People learn in many different ways.  Howard Gardner, a professor and theorist from Harvard University, suggests that “there are a number of distance forms of intelligence that each individual possesses in varying degrees.”  Gardner states that each person is born with seven different intelligences:  linguistic, musical, logical-mathematical, spatial, body-kinesthetic, intrapersonal and interpersonal.  And while traditional forms of teaching focus on the mathematic and linguistic intelligences, Gardner states that “all seven intelligences are needed to productively function in society.”  Intelligences, such as spatial – the ability to “think in pictures” and intrapersonal – an understanding of one’s own emotions are often over looked.  In Anne Guignon’s article, “Multiple Intelligences:  A Theory for Everyone,” Guignon finds that having an awareness of multiple intelligences is beneficial to teachers in that they find additional ways of reaching more students in their class.  The article lists several ways to adjust the curriculum to adapt to multiple intelligences.  One way is by adjusting lesson design by asking student’s opinions on the best way to teach certain topics.  Schools might also choose to have interdisciplinary units and incorporate multiple subjects in to one topic.  Student projects and apprenticeships allow a student to gain knowledge of specific skills.  This type of teaching and learning really focuses on looking at an individual student’s strengths and weaknesses.  Based upon Gardner’s theory, teachers need to let go of some of the more traditional forms of assessment.  Student portfolios, journals and independent projects are effective forms of assessment.  In Eric Digest’s article on “Multiple Intelligences,” Amy Brualdi states that teacher’s can create “intelligence profiles” for each student.  This profile, which describes how students learn, does not only help the teacher choose how they will present information, but it will also help the teacher properly assess a student’s progress.
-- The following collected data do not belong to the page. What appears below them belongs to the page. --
PR #3716, opened 2020-03-18
Module recover fixes

christianalfoni:
When recovering files it will give you a sticky notification with three choices:

1. Apply - It just applies the code from the recovered files
2. Compare - It fires up VSCode diff views for each recovered file, where you manually decide to merge in our not
3. Discard - You just delete it and move on

If you are to exit the notification, the recovered files are kept in local storage, meaning if you refresh again you get the notification again.

This is also tested with **Collaboration mode**.

This PR includes a fix to `Toast`, which now actually allows having multiple primary and secondary buttons.


lbogdan:
Build for latest commit https://github.com/codesandbox/codesandbox-client/pull/3716/commits/285053d2a46fd464dd73d96de16ef9414c8bcd61 is at https://pr3716.build.csb.dev/s/new.

packages/notifications/src/component/Toast.tsx
```diff
@@ -138,40 +138,40 @@ export function Toast({ toast, removeToast, getRef, colors, Button }: Props) {
                 }}
               >
                 {toast.notification.actions.primary &&
-                  toast.notification.actions.primary[0] && (
+                  toast.notification.actions.primary.map(primary => (
```
CompuIves: I'm not 100% sure if this works as intended as I was trying to simulate how VSCode does this. I will take a second look at that now, I think they put primary buttons behind a caret or something?

packages/app/src/app/overmind/effects/vscode/index.ts
```diff
@@ -496,6 +496,29 @@ export class VSCodeEffect {
...
+    const recoverPath = `/recover/${sandboxId}/recover-${module.title}`;
+    const filePath = `/sandbox${module.path}`;
+    const fileSystem = window.BrowserFS.BFSRequire('fs');
+
+    if (!fileSystem.existsSync(`/recover/${sandboxId}`)) {
+      fileSystem.mkdirSync(`/recover/${sandboxId}`);
+    }
+    fileSystem.writeFileSync(recoverPath, oldCode);
+
+    this.editorApi.editorService.openEditor({
```
CompuIves: Let's add a comment on what the heck is happening here 😂. This is some really tricky logic, we're dancing around VSCode here.

packages/notifications/src/component/Toast.tsx
CompuIves: Seems to work fine!! Maybe we should make one button primary, instead of 3 primary buttons?

CompuIves:
When running "Apply Changes" the changes do get applied, but the VSCode file will stay dirty (the dot in the tab) if we change the file in such a way that it's the same as saved. We probably have to run `model.revert()` if `savedCode === code` to fix that?

christianalfoni:
Hm, not sure what you mean? When you do "apply changes" it means that you apply your unsaved changes, which means the file is dirty? We do not "apply and save", we just apply.

If you change the content to what was originally there, the saved content, it should become "undirty" again. 

In my mind this behaves correctly? 

Fixed the typing :)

Since the introduction of microcomputers into schools in the late 1970’s and the invention of the Internet in the mid 90’s, Educational Technology has had an ever-growing influence on teaching and on learning.  Educational Technology has a positive impact on student achievement in all major subject areas while also having a positive effect on the student’s motivation to learn.  Technology allows for hands-on project-based activities in all different subject areas.  In Michael M. Grant’s article, “Getting a Grip on Project-Based Learning,” Grant states that “learners are more autonomous as they construct personally-meaningful artifacts that are representations of their learning.  Technology can be useful in creating such artifacts.  And, integrating technology into the classroom makes the learning process more student-centered while increasing teacher’s interaction with students.  Educational technology helps prepare students by teaching them the skills they need in today’s technologically-based world.  Using technology across the curriculum will help encourage students to become self-sufficient and introduce them to skills that they will need throughout their development.    Technology has become an ever-growing essential area of study for students of all ages.  As teachers, I think we will never stop learning.  It is important for teachers to stay up to date with the current technology.  It is essential for teachers to stay in touch with the popular trends in technology so that they may relate to the students.   Gardner states that “we should look at what (students) could do well, instead of what they could not do.”  We, as teachers, should focus on what the student can do well and what they are potentially capable of doing.  By using multiple methods of instruction, we can reach every student in a more effective manner. 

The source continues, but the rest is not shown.